Khan, Koser, Al-Izzi, Rachel, Montasem, Alexander, Gordon, Clare ORCID: 0000-0002-7181-1244, Brown, Heather and Goldthorpe, Joanna (2023) The feasibility of identifying health inequalities in social prescribing referrals and declines using primary care patient records. NIHR Open Research . ISSN 2633-4402 (Submitted)
Full text not available from this repository.

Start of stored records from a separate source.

PR #7460, opened 2019-08-02
Only conditionalize Travis on tree changes if the build is a PR

lmtierney:
After talking with @titusfortner, his intent for #6208 was for it to only apply when the Travis build is a PR. #7111 made the change, but made it for all builds and not just PRs. This adds logic to ensure all tests are run for non-PR builds.

`$TRAVIS_PULL_REQUEST` is set to the PR number if the build is a PR and `false` otherwise. This is (documented here)[https://docs.travis-ci.com/user/environment-variables#default-environment-variables]. We could also use `$TRAVIS_EVENT_TYPE`, but I feel the former is clearer.

### DIFF
--- a/scripts/travis/script.sh
+++ b/scripts/travis/script.sh
@@ -4,9 +4,9 @@ if [[ $TOXENV == *"remote"* ]]; then
   ./go selenium-server-standalone
 fi
 
-# Tests will be run only when each folder, such as /py, is modified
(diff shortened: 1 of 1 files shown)


shs96c:
As @titusfortner reviewed this, he can land it. I'm not sure why he didn't, but presumably there's a reason.

lmtierney:
I was just waiting to see if others wanted to look at it, but I'll pull it in now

Official URL: https://doi.org/10.3310/nihropenres.13325.2
Abstract
Background
Social prescribing (SP) is part of universal personalised care and available to everyone in the UK National Health Service. However, emerging evidence suggests access disparities in social prescribing. This study aimed to investigate the feasibility of accessing and analysing data on social prescribing from primary care records. Our secondary aim was to examine exposure to social prescribing and compare characteristics of patients who decline/accept social prescribing referrals to explore possible health inequalities in access to social prescribing.
Methods
Patient records (n=3086) were extracted from 11 GP practices across Northwest England for accepted, offered and declined social prescribing referrals. Patient demographics collected included sex, age, ethnicity, mental and physical health diagnoses.
Patient characteristics in social prescribing referrals were compared to the overall practice population (practice information from Public Health England). Decline and acceptance rates were compared by group (e.g. male/female decline rates).
Results
GP referral data showed inconsistent recording of wider determinants of health and variations in referral patterns on a practice-to-practice basis. Some variables had very poor rates of recording and did not yield useful information. Patient age, sex and mental and physical health conditions were consistently recorded. Other variables such as disability and housing status showed sporadic GP recording across our dataset.
Our preliminary findings identified underrepresentation of younger age groups and Asians, and higher declined referrals among individuals with physical health diagnoses.
Conclusions
The differing referral patterns between practices and recording discrepancies meant that many patient factors could not be used to assess trends in social prescribing referrals and declines. Preliminary results suggest that some patient groups may be underrepresented in referral data, however this needs further research and investigation. Consistency is required in social prescribing data recording in primary care. Data on wider determinants is needed to assess variations in referrals and declines and explore inequalities.